# [TASK DETAILS]
Only a number is wanted here: the count of lines in the data below where the string "actions" occurs.

# [INPUT DATA]
PR #5635, opened 2025-06-05
Prompt for Email

Kerollmops:
This PR prompts for a contact email for support and to subscribe to the newsletter. It doesn't prompt if [the TTY is not a terminal](https://en.wikipedia.org/wiki/Tty_(Unix)). It can be disabled by specifying an email via this prompt, via the `contact-email` flag, or by leaving the parameter empty.

### Database Changes (db changes)

This feature creates a `skip-email` file in [global config directory](https://github.com/meilisearch/MeiliSearch/blob/main/crates/meilisearch/src/analytics/mod.rs#L44-L50) if an email (or a text) has been specified via the `--contact-email` parameter or the email prompt. This way, the user does not see the prompt when they start Meilisearch again. The file is not kept between dumps or snapshots, so Meilisearch instances starting from those will display the prompt again.

### DIFF
--- a/crates/meilisearch/src/main.rs
+++ b/crates/meilisearch/src/main.rs
@@ -28,6 +28,7 @@ use tracing::level_filters::LevelFilter;
 use tracing_subscriber::layer::SubscriberExt as _;
 use tracing_subscriber::Layer;
 
+const SKIP_EMAIL_FILENAME: &str = "skip-email";
 const PORTAL_ID: &str = "25945010";
 const FORM_GUID: &str = "991e2a09-77c2-4428-9242-ebf26bfc6c64";
 
@@ -99,22 +100,6 @@ async fn try_main() -> anyhow::Result<()> {
 
     std::panic::set_hook(Box::new(on_panic));
 
-    opt.contact_email = match opt.contact_email.as_ref().map(|email| email.as_deref()) {
-        Some(Some("false")) | None => prompt_for_contact_email().await.map(Some)?,
-        Some(Some("")) | Some(None) => None,
-        Some(Some(email)) => Some(Some(email.to_string())),
-    };
-
-    if let Some(Some(email)) = opt.contact_email.as_ref() {
-        let email = email.clone();
-        let _ = tokio::spawn(async move {
-            dbg!(&email);
-            if let Err(err) = register_contact_email(&email).await {
-                eprintln!("Failed to register email: {}", err);
-            }
-        });
-    }
-
     anyhow::ensure!(
         !(cfg!(windows) && opt.experimental_reduce_indexing_memory_usage),
         "The `experimental-reduce-indexing-memory-usage` flag is not supported on Windows"
@@ -145,6 +130,30 @@ async fn try_main() -> anyhow::Result<()> {
     }
 
     let (index_scheduler, auth_controller) = setup_meilisearch(&opt)?;
+
+    // We ask users their emails just after the data.ms is created
+    let skip_email_path = opt.db_path.join(SKIP_EMAIL_FILENAME);
+    opt.contact_email = match opt.contact_email.as_ref().map(|email| email.as_deref()) {
+        Some(Some("false")) | None if !skip_email_path.exists() => {
+            prompt_for_contact_email().await.map(Some)?
+        }
+        Some(Some(email)) if !skip_email_path.exists() => Some(Some(email.to_string())),
+        _otherwise => None,
+    };
+
+    if let Some(Some(email)) = opt.contact_email.as_ref() {
+        let email = email.clone();
+        // We spawn a task to register the email and create the skip email
+        // file to avoid blocking the Meilisearch launch further.
+        let _ = tokio::spawn(async move {
+            if let Err(e) = tokio::fs::File::create_new(skip_email_path).await {
+                eprintln!("Failed to create skip email file: {e}");
+            }
+            if let Err(err) = register_contact_email(&email).await {
+                eprintln!("Failed to register email: {}", err);
+            }
+        });
+    }
 
     let analytics =
         analytics::Analytics::new(&opt, index_scheduler.clone(), auth_controller.clone()).await;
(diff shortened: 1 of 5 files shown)


crates/meilisearch/src/main.rs
```diff
@@ -139,6 +146,27 @@ async fn try_main() -> anyhow::Result<()> {
...
+async fn prompt_for_contact_email() -> anyhow::Result<Option<String>> {
+    let stdin = tokio::io::stdin();
+
+    if !stdin.is_terminal() {
+        return Ok(None);
+    }
+
+    println!("Would you mind providing your contact email for support and news?");
+    println!("We will use it to contact you with news only.");
+    print!("contact email> ");
```
Kerollmops: Hey @guimachiavelli, and @tpayet, I need a better text to prompt users for their email. Something legally better and friendlier than that. Can you help me with this part, please?

irevoire:
Hey, I store it both in the data.ms and the "config path" (that changes depending on the OS, but basically it depends on the [`platform_dirs`](https://docs.rs/platform-dirs/latest/platform_dirs/struct.AppDirs.html) crate. You can find the related code [here](https://github.com/meilisearch/MeiliSearch/blob/main/crates/meilisearch/src/analytics/mod.rs#L44-L50).

For the analytics, I'm creating a `Meilisearch` (capitalized, yes, it's old) directory to avoid polluting the environment. Then, we're creating one file per database, not by user.

In your case, I think you'll want to create a unique file that disables your prompt if it exists, regardless of the database.

-----

Here's how I think you should do it, but I still think all of this is a very bad idea and a breaking change that should not be merged into Meilisearch.

crates/meilisearch/src/main.rs
```diff
@@ -139,6 +161,76 @@ async fn try_main() -> anyhow::Result<()> {
...
+/// Prompt the user about the contact email for support and news.
+/// It only displays the prompt if the input is an interactive terminal.
+async fn prompt_for_contact_email() -> anyhow::Result<Option<String>> {
+    let stdin = tokio::io::stdin();
+
+    if !stdin.is_terminal() {
+        return Ok(None);
+    }
+
+    println!("Enter your email to receive occasional updates and tips about Meilisearch.");
```
guimachiavelli: What exactly are we going to do with these emails? The way it's written reads very much like "we're going to spam you".

I would advise at least making it shorter and more direct.

```suggestion
    println!("Enter your email to receive updates about Meilisearch.");
```

guimachiavelli: You could also go with an even drier alternative:

```suggestion
    println!("Enter your email.");
```

This might raise questions of "what are you going to do with my email", but could also prevent problems with e.g. saying we're going to send people updates about Meilisearch and instead end up using their emails for something else.

Kerollmops: Can we find a friendlier version, then? Something like the following?
```suggestion
    println!("Want to know more about the latest Meilisearch news? Enter your email to receive occasional updates and tips.");
```

Kerollmops: We also have this one from the mini-dashboard. It's better formulated.
```suggestion
    println!("Stay up to date! Get monthly updates about new features and tips to get the most out of Meilisearch.");
    println!("You can use the `--contact-email` parameter to disable this prompt.");
    println!("Enter your email or leave blank to skip> ");
```

crates/meilisearch/src/main.rs
Kerollmops: Thank you for your help, I improved the prompting to use the one on the mini-dashboard.

Kerollmops:
Hey @nicolasvienot 👋

I created [a prototype available on Docker](https://github.com/meilisearch/meilisearch/actions/runs/15472364110) with the following tag/command. Can you please tell me if it works on the Cloud?
```
docker pull getmeili/meilisearch:prototype-email-prompt-2
```

crates/meilisearch/src/main.rs
```diff
@@ -139,6 +170,76 @@ async fn try_main() -> anyhow::Result<()> {
...
+async fn prompt_for_contact_email() -> anyhow::Result<Option<String>> {
+    let stdin = tokio::io::stdin();
+
+    if !stdin.is_terminal() {
+        return Ok(None);
+    }
+
+    println!("Stay up to date! Get monthly updates about new features and tips to get the most out of Meilisearch.");
+    println!("You can use the `--contact-email` parameter to disable this prompt.");
+    print!("Enter your email or leave blank to skip> ");
```
guimachiavelli: I would say that CLI communication should be very heavily skewed towards brevity and raw information. You don't usually fire up a console to have fun and browse around, you're there to accomplish a task.

Introducing the prompt will be an obstacle to that task, and asking for someone's email is particularly invasive and concerning, so a friendly tone is likely to make the experience even more aggravating.

I defer the final decision to you—I'm better at improving things for users, but in this case user experience is significantly less important than the company's needs.

Kerollmops: Yeah, I understand. Thank you @guimachiavelli. What do you suggest so that it's not too aggressive?
I want to remove the "Stay up to date!", what do you think?

guimachiavelli: Yeah, removing that bit at least takes away some of the noise. I think the `--contact-email` line could also be more direct.

For consistency, I changed `parameter` to `option` because that's the wording we use in the docs (instance options vs index settings vs API parameters). `argument` could also work here.

Oh, and I'm not sure `--contact-email` needs the backticks—will the markdown be formatted in the output?

```suggestion
    println!("Get monthly updates about new features and tips to get the most out of Meilisearch.");
    println!("Use the `--contact-email` option to disable this prompt.");
    print!("Enter your email or leave blank to skip> ");
```

tpayet (dismissed):

crates/meilisearch/src/main.rs
Kerollmops: You are right, it will not be formatted, so I'll remove this.

```suggestion
    println!("Get monthly updates about new features and tips to get the most out of Meilisearch.");
    println!("Use the --contact-email option to disable this prompt.");
    print!("Enter your email or leave blank to skip> ");
```

nicolasvienot:
> Hey @nicolasvienot 👋
> 
> I created [a prototype available on Docker](https://github.com/meilisearch/meilisearch/actions/runs/15472364110) with the following tag/command. Can you please tell me if it works on the Cloud?
> 
> ```
> docker pull getmeili/meilisearch:prototype-email-prompt-2
> ```

Confirmed working ✅

irevoire (approved):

# [ANSWER TO THIS PROBLEM]
2